I understand the logic and know what you mean, but I really didn't think I was putting anyone down.

I'll have to keep an eye on that. Thanks! 

Back to subject.


----------



## lifeistooshort (Mar 17, 2013)

I'd say that how reasonable your list is can be somewhat measured by how much success you're having finding someone that fits it and who's into you. 

I find it a little strange that she has to accept pot but you don't accept cigarettes, but whatever. 

I'd suggest you think long and hard about what you have to offer the woman you want and whether said woman would want it. Not because I'm implying you're no good but because I think it's a good idea for everyone. 

I have a very dear friend who's in his 50's that has extremely high opinions regarding what he's entitled to. Nice enough guy to know but not attractive, short, and tempermental. On some level he seems to know that this is why he's single but is still trying to shop via online dating with no success. 

And as i recall you have some empathy issues, that will drive a lot of women away. You should work on that.
_Posted via Mobile Device_


----------



## pragmaster (May 7, 2014)

NobodySpecial said:


> Techie, techie!
> 
> I confess that I have not followed any previous threads of yours. Are you young? Liking smoking pot and being quiet are personality traits not character traits. Character traits are things that are really important to you. Things you *value*. And as a female who is probably WAY older than you, what you claim to value is pretty shallow. That's ok. If you are really young, you will grow into different values. Those kids you speak of will drag it out of you!
> 
> ...


Hey no worries.

Yes, 26.

Ah I see. Yes long-term. 

All of those character traits you mentioned are obvious yes's for me. I totally forget that some people lack those traits. If I had to pick 3 they would be:

-Strong willed and determined
-Honest, Open
-Forgiving. 

I'll add that to the list! 

Thank you!


----------



## lucy999 (Sep 28, 2014)

I must admit. I find it interesting that some are offended by OP's list.

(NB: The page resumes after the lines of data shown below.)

PR #1164, opened 2018-03-01
Add docs for Sematext Docker Agent

megastef:
See also pending PR for the image here: https://github.com/docker-library/official-images/pull/4044


megastef:
Does the check fail because docker-library/official-images#4044 is not merged?

PR #1170, opened 2018-03-09
Correct file names in Jetty documentation

adrianmsmith:
The `start.d` files are called `*.ini` (not `*.mod`, as was stated in
the previous documentation)


adrianmsmith:
To confirm that `*.ini` is the correct extension:

```
$ sudo docker run -it jetty sh
$ ls /var/lib/jetty/start.d/
deploy.ini  ext.ini  http.ini  jsp.ini	
jstl.ini  resources.ini  server.ini  websocket.ini
```

tianon:
cc @gregw @md5

PR #1308, opened 2018-09-14
Fix README

aaabramov:


tianon:
Not sure what this is "fixing" ?

Besides "example" being a fine example password, this change would need to be either in `content.md` or `stack.yml` instead (`README.md` is auto-generated).

PR #1316, opened 2018-09-28
Bump IBM Java version to 1.8.0_sr5fp22 (8.0.5.22).

dinogun:


tianon:
(It might be worth considering rewording this such that it doesn't have to have an explicit version number embedded so that you don't have to make two PRs for every version bump. :sweat_smile:  Maybe a one-liner to help users extract the exact version number from the image themselves?)

PR #1317, opened 2018-09-28
Adjust Cassandra configuration section to emphasize using a custom configuration file

tianon:
This also attempts to de-emphasize the use of our fiddly environment variables.


tianon:
Crap, https://github.com/docker-library/cassandra/issues/58 makes this annoying (especially for a bind mount).  More effort required here.

tianon:
Probably have to update this with the `-Dcassandra.config=xxx` solution in https://github.com/docker-library/cassandra/issues/58#issuecomment-343300020.

PR #1322, opened 2018-10-01
Update sentry logo

EvanPurkhiser:
Updates the old sentry logo to the modern logo.


tianon:
It seems like there's something funky going on with this `.png` file.  GitHub doesn't seem to be able to render it, and when I check out the branch locally, `ristretto` is able to display the image, but it can't seem to generate a thumbnail for it.  Any ideas?

tianon:
(For example, https://github.com/docker-library/docs/blob/7d1c6fff37893bcefc186de7b978f5bdb2f801f6/sentry/logo.png shows a broken image.)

Maybe it's because it's in black and white and not some mental list?

I mean, come on. I've got a list. You've got a list. I think we all have a list. Sure, it might not be written down, but it's rattling around in our brains. Truth be told, my list would be quite shallow, too. I'd have some virtuous items listed, but if I'm not at first blush physically attracted to the potential mate, why bother w/the rest? Been there done that. Spare me the 'beauty is from within!' BS. Sure, while it can be true, if you don't have that initial sexual spark, it's a long haul to get there.

Ever since I was young (*cough* a loooong time ago!) I've known about 'the list.' Women's magazines tell us to make a list for a potential mate so as not to decrease our expectations and settle. Therapists tell us to make a list so as not to choose the wrong one yet again and to improve our pickers.

I get that OP is young and is more geared toward physical attributes. 
He was called out on that and has adjusted his list accordingly.

I wonder if the outcry would be the same if the author of the list was a woman? I feel there'd be a unanimous cry of "YOU GO GIRL!"

Not judging. Just an observation. :smile2:


----------



## pragmaster (May 7, 2014)

lifeistooshort said:


> I'd say that how reasonable your list is can be somewhat measured by how much success you're having finding someone that fits it and who's into you.
> 
> I find it a little strange that she has to accept pot but you don't accept cigarettes, but whatever.
> 
> ...


Holy crap. That's a great question!!! My god! I have never even thought about this.

Please don't laugh, but this is all I can think of for the moment. Maybe explains a lot. I don't really know what I have to offer apart from this: 

-Unconditional love 
-Honesty, transparency & loyalty 
-Humor and relaxed lifestyle.
-Patient, a good listener, emotionally available
-Strong family support and good friends
-I love to shop, cook, clean, travel and work

-Financial support (?). I have no problem with a partner who doesn't work. 
-Good genes (?)
-I'm a musician (?)

Don't know about the last three but put them there anyways.


You mentioned empathy. I checked this with a few friends. I don't lack empathy after all. It's selective. Turns out I am a great listener too. 

I have very selfish tendencies, but I am working on it. This really puts things in perspective. I know I have a lot to offer, but narrowing it down is almost more beneficial then my original intent with this thread.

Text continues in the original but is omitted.